Stored items
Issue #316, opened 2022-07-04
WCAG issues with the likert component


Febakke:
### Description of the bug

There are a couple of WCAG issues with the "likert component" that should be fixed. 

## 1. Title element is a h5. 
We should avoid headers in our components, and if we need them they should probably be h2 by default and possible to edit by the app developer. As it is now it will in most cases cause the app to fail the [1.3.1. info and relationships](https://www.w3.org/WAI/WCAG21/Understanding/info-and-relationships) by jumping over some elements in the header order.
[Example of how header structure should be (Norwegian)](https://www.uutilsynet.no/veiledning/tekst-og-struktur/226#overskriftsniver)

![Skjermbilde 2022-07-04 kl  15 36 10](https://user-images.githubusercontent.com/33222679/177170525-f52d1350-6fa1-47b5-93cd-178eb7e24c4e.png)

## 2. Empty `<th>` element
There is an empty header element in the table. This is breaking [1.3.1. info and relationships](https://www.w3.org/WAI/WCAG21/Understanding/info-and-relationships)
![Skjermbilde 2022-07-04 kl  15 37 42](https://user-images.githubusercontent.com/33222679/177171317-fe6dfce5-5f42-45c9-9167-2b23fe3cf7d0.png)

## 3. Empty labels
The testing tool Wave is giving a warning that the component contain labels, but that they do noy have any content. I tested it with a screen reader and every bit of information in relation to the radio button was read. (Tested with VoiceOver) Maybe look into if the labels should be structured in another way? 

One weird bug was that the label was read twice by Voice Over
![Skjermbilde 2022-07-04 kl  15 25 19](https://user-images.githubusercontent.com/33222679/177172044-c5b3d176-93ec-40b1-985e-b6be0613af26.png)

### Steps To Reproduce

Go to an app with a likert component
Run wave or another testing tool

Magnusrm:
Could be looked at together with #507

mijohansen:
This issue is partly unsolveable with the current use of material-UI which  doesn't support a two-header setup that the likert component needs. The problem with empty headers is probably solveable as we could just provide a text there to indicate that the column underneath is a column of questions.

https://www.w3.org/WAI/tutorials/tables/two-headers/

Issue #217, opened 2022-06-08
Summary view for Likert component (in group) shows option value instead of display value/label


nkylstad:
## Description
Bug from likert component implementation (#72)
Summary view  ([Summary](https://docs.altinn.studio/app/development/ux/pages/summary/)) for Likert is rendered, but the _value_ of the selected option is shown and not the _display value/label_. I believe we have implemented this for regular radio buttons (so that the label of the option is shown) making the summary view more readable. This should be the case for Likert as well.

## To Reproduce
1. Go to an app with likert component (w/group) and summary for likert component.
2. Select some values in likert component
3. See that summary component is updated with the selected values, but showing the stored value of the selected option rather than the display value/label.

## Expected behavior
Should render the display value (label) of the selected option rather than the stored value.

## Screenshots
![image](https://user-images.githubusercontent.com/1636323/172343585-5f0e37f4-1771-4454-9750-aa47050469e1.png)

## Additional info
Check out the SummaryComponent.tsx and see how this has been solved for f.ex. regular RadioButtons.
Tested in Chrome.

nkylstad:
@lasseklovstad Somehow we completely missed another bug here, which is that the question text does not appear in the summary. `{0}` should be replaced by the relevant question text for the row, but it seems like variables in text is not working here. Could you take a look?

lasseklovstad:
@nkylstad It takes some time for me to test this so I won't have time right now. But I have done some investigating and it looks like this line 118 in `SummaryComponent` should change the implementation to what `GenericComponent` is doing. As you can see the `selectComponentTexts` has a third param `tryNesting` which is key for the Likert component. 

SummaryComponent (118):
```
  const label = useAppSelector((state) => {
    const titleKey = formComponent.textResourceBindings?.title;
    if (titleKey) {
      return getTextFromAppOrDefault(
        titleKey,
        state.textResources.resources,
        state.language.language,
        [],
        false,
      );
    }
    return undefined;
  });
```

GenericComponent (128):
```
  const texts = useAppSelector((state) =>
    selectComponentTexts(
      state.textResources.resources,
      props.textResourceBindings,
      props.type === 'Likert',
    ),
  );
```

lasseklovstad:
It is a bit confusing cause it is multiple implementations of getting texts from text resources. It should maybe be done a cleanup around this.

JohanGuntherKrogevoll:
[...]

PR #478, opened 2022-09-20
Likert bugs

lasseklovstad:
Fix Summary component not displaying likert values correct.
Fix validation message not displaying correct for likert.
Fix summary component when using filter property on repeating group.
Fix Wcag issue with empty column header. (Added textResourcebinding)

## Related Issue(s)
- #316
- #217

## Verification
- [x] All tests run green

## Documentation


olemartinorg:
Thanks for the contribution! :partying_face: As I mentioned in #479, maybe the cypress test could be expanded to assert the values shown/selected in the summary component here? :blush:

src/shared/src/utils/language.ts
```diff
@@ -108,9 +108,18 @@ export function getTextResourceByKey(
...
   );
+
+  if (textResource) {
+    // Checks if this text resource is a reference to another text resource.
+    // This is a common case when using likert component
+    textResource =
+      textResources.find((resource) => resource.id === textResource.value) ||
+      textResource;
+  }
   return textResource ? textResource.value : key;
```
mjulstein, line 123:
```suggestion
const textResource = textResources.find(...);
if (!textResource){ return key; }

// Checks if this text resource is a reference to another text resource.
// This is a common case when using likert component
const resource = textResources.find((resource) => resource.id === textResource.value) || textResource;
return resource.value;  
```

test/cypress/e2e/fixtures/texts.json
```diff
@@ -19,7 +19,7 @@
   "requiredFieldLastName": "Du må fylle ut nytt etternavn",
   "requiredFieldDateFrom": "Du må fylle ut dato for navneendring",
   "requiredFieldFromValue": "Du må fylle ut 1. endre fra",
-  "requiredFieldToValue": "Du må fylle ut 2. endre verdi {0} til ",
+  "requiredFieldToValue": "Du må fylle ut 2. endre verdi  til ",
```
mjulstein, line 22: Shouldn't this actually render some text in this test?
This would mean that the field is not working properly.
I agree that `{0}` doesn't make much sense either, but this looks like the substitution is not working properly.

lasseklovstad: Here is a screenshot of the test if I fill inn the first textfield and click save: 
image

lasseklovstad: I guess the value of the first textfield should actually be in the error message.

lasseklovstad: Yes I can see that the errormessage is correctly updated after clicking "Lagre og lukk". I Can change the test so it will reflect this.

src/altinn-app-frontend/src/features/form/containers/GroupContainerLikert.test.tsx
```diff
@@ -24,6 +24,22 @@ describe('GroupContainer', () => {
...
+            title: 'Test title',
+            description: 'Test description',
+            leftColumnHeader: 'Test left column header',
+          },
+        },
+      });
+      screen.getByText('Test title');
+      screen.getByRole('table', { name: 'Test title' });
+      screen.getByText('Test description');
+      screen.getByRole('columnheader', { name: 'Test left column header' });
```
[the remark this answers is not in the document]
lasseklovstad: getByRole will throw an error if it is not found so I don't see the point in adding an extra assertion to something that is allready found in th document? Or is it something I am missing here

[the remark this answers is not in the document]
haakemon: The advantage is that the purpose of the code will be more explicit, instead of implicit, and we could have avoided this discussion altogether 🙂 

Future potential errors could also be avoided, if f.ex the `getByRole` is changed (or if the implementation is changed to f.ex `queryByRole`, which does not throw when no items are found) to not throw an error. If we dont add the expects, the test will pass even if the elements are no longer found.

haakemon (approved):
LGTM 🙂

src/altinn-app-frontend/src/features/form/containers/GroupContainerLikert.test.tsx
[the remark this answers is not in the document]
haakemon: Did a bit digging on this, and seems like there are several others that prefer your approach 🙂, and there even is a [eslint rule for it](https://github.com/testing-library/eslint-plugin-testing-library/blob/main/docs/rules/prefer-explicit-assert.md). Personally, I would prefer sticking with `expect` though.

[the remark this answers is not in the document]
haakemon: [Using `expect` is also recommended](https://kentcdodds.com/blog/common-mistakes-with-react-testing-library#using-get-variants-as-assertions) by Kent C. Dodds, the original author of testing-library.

-- Exercise objective --
In the entries above, locate every line with the word "working" and copy it.

-- Output for this exercise --
@lasseklovstad Somehow we completely missed another bug here, which is that the question text does not appear in the summary. `{0}` should be replaced by the relevant question text for the row, but it seems like variables in text is not working here. Could you take a look?
This would mean that the field is not working properly.
I agree that `{0}` doesn't make much sense either, but this looks like the substitution is not working properly.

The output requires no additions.